Numerous elements of LD 1708 would be red flags signalling that no matter what state legislators said, the NLRB would decline jurisdiction under the Hawkins test. Under LD 1708, the board of Pine Tree Power would report to a state legislative committee, and elections for the Board would be regulated by the Secretary of State and outlined in election code. The Governor would even have the right to appoint vacancies to fulfill terms.

None of that would pass muster with the NLRB, throwing public sector workers into legal limbo with no avenue to assert their labor rights. The only solution would be a legislative fix bringing them under the state labor board—exactly what IBEW wants to avoid. 

This is the crux of the problem. Anything that meaningfully democratizes public utilities is going to run afoul of the political subdivision clause, triggering the question of whether they’re under NLRB jurisdiction, or state jurisdiction. In many states, especially those where public sector bargaining laws don’t exist, the consequence could be a significant loss of rights.
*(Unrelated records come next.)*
PR #7827, opened 2026-04-14
Add per-title subtitle appearance settings

ocp1006:
### Summary

Subtitle appearance settings (font, size, color, etc.) are currently global and apply to all content. This adds per-title overrides so users can set subtitle appearance independently for each media item.

### Changes
- Adds a **Subtitle Appearance** option to the playback settings menu (gear icon)
- Saves appearance under a per-item key (`subtitleappearance_<itemId>`) in localStorage
- Falls back to the global subtitle appearance when no per-title setting exists
- Works for all subtitle rendering paths (native VTT cues and custom element rendering)

Addresses https://features.jellyfin.org/posts/3868

### Code assistance
Claude Code with Sonnet 4.6 was used for to brainstorm the implementation.

---
- [x] I have provided a substantive review of https://github.com/jellyfin/jellyfin-web/pull/7842


src/components/playback/playersettingsmenu.js
```diff
@@ -282,6 +287,11 @@ function handleSelectedOption(id, options, player) {
                 options.onOption('suboffset');
             }
             return Promise.resolve();
+        case 'subtitleappearance':
+            if (options.onOption) {
+                options.onOption('subtitleappearance');
+            }
```
DerGernTod: you could use optional chaining here:                 
```ts
options.onOption?.('subtitleappearance');
```

src/controllers/playback/video/index.js
```diff
@@ -1184,6 +1186,57 @@ export default function (view) {
...
 
+    function showSubtitleAppearanceDialog() {
+        const item = currentItem;
+        if (!item) return;
+
+        const appearanceKey = `subtitleappearance_${item.Id}`;
+        const apiClient = ServerConnections.getApiClient(item.ServerId);
+        const userId = apiClient.getCurrentUserId();
+
+        Promise.all([
```
DerGernTod: you could get rid of one level of nesting here if you make `showSubtitleAppearanceDialog` async, makes it a bit simpler to understand imho (especially line 1200)

src/plugins/htmlVideoPlayer/plugin.js
```diff
@@ -1434,7 +1439,7 @@ export class HtmlVideoPlayer {
             document.getElementsByTagName('head')[0].appendChild(styleElem);
         }
 
-        styleElem.innerHTML = this.getCueCss(subtitleAppearanceHelper.getStyles(userSettings.getSubtitleAppearanceSettings()), '.htmlvideoplayer');
+        styleElem.innerHTML = this.getCueCss(subtitleAppearanceHelper.getStyles(userSettings.getSubtitleAppearanceSettingsWithFallback(this.#getSubtitleAppearanceItemKey())), '.htmlvideoplayer');
```
DerGernTod: there's 4 levels of nesting here now. would be easier to read if you add descriptive variables (so you don't have to read it inside-out to recognize the order), e.g.
```ts
const subtitleAppearanceKey = this.#getSubtitleAppearanceItemKey();
const appearanceSettings = userSettings.getSubtitleAppearanceSettingsWithFallback(subtitleAppearanceKey);
const styles = subtitleAppearanceHelper.getStyles(appearanceSettings);
styleElem.innerHTML = this.getCueCss(styles, '.htmlvideoplayer');
```

src/scripts/settings/userSettings.js
```diff
@@ -621,6 +621,19 @@ export class UserSettings {
...
 
+    /**
+     * Get subtitle appearance settings for an item, falling back to global settings if none are saved for that item.
+     * @param {string|undefined} itemKey - Per-item settings key (e.g. 'subtitleappearance_<itemId>').
+     * @return {Object} Subtitle appearance settings.
+     */
+    getSubtitleAppearanceSettingsWithFallback(itemKey) {
+        const raw = itemKey && this.get(itemKey, false);
+        if (raw) {
+            return Object.assign({}, defaultSubtitleAppearanceSettings, JSON.parse(raw));
```
DerGernTod: does it make sense to guard this `JSON.parse`? or are we certain `raw` is always parsable?

DerGernTod (approved):
just a few nits, but i think this should work

src/components/playback/playersettingsmenu.js
ocp1006: Fixed.

src/controllers/playback/video/index.js
ocp1006: Fixed.

src/plugins/htmlVideoPlayer/plugin.js
ocp1006: Implemented.

src/scripts/settings/userSettings.js
ocp1006: Fixed.

ocp1006:
Thanks @DerGernTod for the CR, all are good suggestions. I've implemented them all 💪

DerGernTod (approved):

ocp1006:
Hi! This PR is updated with current master, merge conflicts are resolved, and SonarCloud is passing again.

Could someone take another look when available? cc @DerGernTod since you previously reviewed this. Happy to address anything else needed to get this merged.

DerGernTod:
lgtm but i don't have write access so my approval isn't enough for the review gate

PR #7835, opened 2026-04-16
fix broken gamepad controls

### LINKED ISSUE #7834: Gamepad navigation broken

### Describe the bug

Gamepad navigation has the following issues (I'm using an Xbox Wireless Controller):
* pressing A/B repeatedly confirms/cancels, up to the point that holding the button just a few milliseconds navigates deep in / out , starts playback or exits the whole app
* using the left thumbstick to navigate triggers lots of navigations (e.g. pushing down for a split second selects the very bottom element, making it impossible to navigate)

Navigating with the D-Pad seems to work fine.

### Reproduction Steps

1. Connect a gamepad (I tested it with an Xbox Wireless Controller and Microsoft Edge)
2. Try to navigate using the left thumbstick and A/B buttons

### Expected/Actual behaviour

The respective input event is fired way too often, making it impossible to navigate.

### Logs

_No response_

### Server version

10.12.0

### Web version

10.12.0

### Build version

10.12.0

### Platform

Windows 11

### Browser

Edge

### Additional information

_No response_

DerGernTod:
fixes #7834 

sorry for the big change, but the code was really hard to read and i thought it could use a rework. i tried to keep the original sematics as close to the original as possible.


DerGernTod:
sorry for the bad PR description!

PR #7836, opened 2026-04-16
Make library header sticky

thornbill:
### Changes
Makes the library header "sticky" so it remains fixed when scrolling and removes the bottom pagination

Best reviewed with whitespace off

### Issues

This is by design. The Right’s attacks on public sector labor rights not only weaken one of the last strongholds of organized labor, they erode the public sector as a whole. Plummeting labor standards and less secure work furthers slash-and-burn austerity measures, and smooths the way for privatization. Coupled with the drumbeat of so-called “pension reform,” public employment becomes less attractive and far harder to defend from would-be privatizers.

Some of this could have been addressed by the bill’s authors. Losing the statutory right to strike could’ve been fixed legislatively by either repealing Maine’s ban on public sector strikes or through creating a special carveout for the Pine Tree Power workers. Legislation could have even enhanced workers’ rights past what’s found under the NLRA by barring permanent replacement of strikers, preventing employers from unilaterally implementing contracts, expanding mandatory subjects of bargaining, and adding a worker representative to Pine Tree Power’s board.

They even could’ve helped manage the fallout of the unavoidable imposition of the open shop through measures like legal requirements that the employer notify the union of new hires, legally guaranteed access to worksites, and the right for union officials to transact business during work hours. If legislation strengthened the union’s ability to internally organize, the loss of agency fees might have been an acceptable tradeoff for the gains made.

Instead, legislators grafted on a last-minute fix that didn’t address the problem and showed that the problem was—at best—an afterthought. With labor in opposition to the bill, Governor Mills was free to veto it with little worry of genuine backlash.

The problems raised by the campaign show the wide-ranging consequences of the Janus vs. AFSCME ruling: in this case, a strong and largely unavoidable disincentive for existing unions at private utilities to support campaigns to bring private goods into public ownership. As Justice Elena Kagan wrote in her blistering dissent, “the majority’s road runs long  . . .  [a]nd at every stop are black-robed rulers overriding citizens’ choices.”

It’s also a warning of realities that public utility advocates need to confront: that union workers can’t be neglected in campaigns to bring utilities into public ownership, and any campaign for public ownership of utilities needs to fully commit itself to significant expansions of rights for public sector utility workers. Failing to do so presents labor with no incentive to support proposals and plenty of reasons to oppose them. That can, as it did with LD 1708, actually undermine chances of success.

Campaigns for public utilities are necessary, and bringing utilities—especially energy utilities—under public control is an essential part of any effort to combat climate change. Union workers should support them. But in doing so, we need to make clear that a “just transition” must have substance that speaks to the needs and concerns of workers and unions, and that workers’ rights are at the heart of the fight.

C.M. Lewis is an editor of Strikewave and a union activist in Pennsylvania.